1 Base IV, n.º 1, al. c), do Anexo I do AO90; Anexo II, “Nota Explicativa”, 4.1.1.
2 ANTÓNIO EMILIANO, Apologia do desacordo ortográfico, pp. 81, 172, 34, cfr. IDEM, O fim da ortografia. Comentário razoado dos fundamentos técnicos do Acordo Ortográfico da Língua Portuguesa (1990), Guimarães Editores, Lisboa, 2008, p. 102.
3 “contraceção”, por “contracepção”; “anticoncetivo”, por “anticonceptivo”; “receção”, por “recepção”; “perceção”, por “percepção”; “confeção”, por “confecção”.
4 Para a enunciação das inconstitucionalidades totais e parciais do AO90, v. o resumo em IVO MIGUEL BARROSO / FRANCISCO RODRIGUES ROCHA, Guia jurídico contra o “Acordo Ortográfico” de 1990. (…), a partir de http://www.publico.pt/ficheiros/detalhe/requerimento-ao-ministerio-publico-contra-o-acordo-ortografico-20141120-233159, pp. 99-106.
5 V., por todos, o estudo exaustivo de Filologia Comparada, da autoria FERNANDO PAULO BAPTISTA, Por amor à Língua Portuguesa, Piaget, Lisboa, 2014.

Comentários (2)

  • Rosa Maria Brandão

    Rosa Maria Brandão

    31 janeiro 2016 às 15:34 |
    Muito bem, Doutor. Adorava que os apoiantes do "acordo" tivessem a inteligência suficiente para perceber que destruir e evoluir são coisas completamente diferentes. O grande problema é que os cifrões ($$$$$$$$$$) e a necessidade de promoção embotam a inteligência.
  • Vitor Madeira

    Vitor Madeira

    25 maio 2016 às 01:13 |
    Desde 2012 que escrevo segundo a norma de 1990, e mas nunca senti qualquer ameaça que fosse à minha identidade cultural ou patriótica em relação à língua ou ao país que me viu nascer.

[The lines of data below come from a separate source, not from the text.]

PR #911, opened 2021-03-15
Fix overlapping entries in child section nav

### LINKED ISSUE #899: Child navigation section visual regression
Link: https://docs.commercetools.com/api/projects/order-edits#detailed-list-of-stagedorderupdateactions

Image:
Screenshot 2021-03-10 at 15 05 57

TimonRey:
is part of #899 
This pull request implements code to prevent the entries from overlapping if the line is too long. There is still the discussion in the issue about whether the section names are correct.

This was already discussed and approved from design @Shecki

### DIFF
--- a/.changeset/silly-actors-remain.md
+++ b/.changeset/silly-actors-remain.md
@@ -3,4 +3,4 @@
 '@commercetools-website/docs-smoke-test': patch
 ---
 
-A bug was fixed in the child section navigator.
+Fix overflowing issue with long words in `<ChildSectionNav>`
--- a/.changeset/silly-actors-remain.md
+++ b/.changeset/silly-actors-remain.md
@@ -1,0 +1,6 @@
+---
+'@commercetools-docs/gatsby-theme-docs': patch
+'@commercetools-website/docs-smoke-test': patch
+---
+
+A bug was fixed in the child section navigator.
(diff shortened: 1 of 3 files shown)


websites/docs-smoke-test/src/content/components/child-section-navigation.mdx
```diff
@@ -33,7 +33,7 @@ navLevels: 2
 
 ### Price Selection
 
-### Attribute
+### Set ShippingAddressAndCustomShippingMethod
```
emmenko, line 36: Nit 

```suggestion
### This is a VeryLongWordThatDoesNotHaveAnySpaceAndThereforeItOverflows
```

.changeset/silly-actors-remain.md
```diff
@@ -0,0 +1,6 @@
+---
+'@commercetools-docs/gatsby-theme-docs': patch
+'@commercetools-website/docs-smoke-test': patch
+---
+
+A bug was fixed in the child section navigator.
```
emmenko, line 6:
```suggestion
Fix overflowing issue with long words in `<ChildSectionNav>`
```

packages/gatsby-theme-docs/src/components/child-sections-nav.js
```diff
@@ -107,7 +107,7 @@ const Link = styled.a`
   font-size: ${designSystem.typography.fontSizes.small};
   color: ${designSystem.colors.light.textSecondary};
   text-decoration: none;
-  overflow-wrap: break-word;
+  overflow-wrap: anywhere;
```
TimonRey, line 110: As an alternative, I've used `anywhere` here to break words if there are too long. Maybe you can give me some feedback here which solution you like more

emmenko: Good point, I think `anywhere` is the only value that works.

emmenko (approved):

    O acordo tem defeitos? Sim, tem muitos. Tal como *todos* os empreendimentos e iniciativas de todos os seres humanos à face da terra. Nada do que façamos, será, alguma vez, perfeito.

    Assim, o caminho não é para trás. É para diante.
    Aperfeiçoemos o que há para aperfeiçoar e melhoremos o que há para melhorar.

    A alteração da ortografia da língua portuguesa não acaba com a língua. Antes pelo contrário, trará novos desafios quer para as gerações atuais, quer para as vindouras.

    Temos uma língua viva, certamente. Viva a língua portuguesa.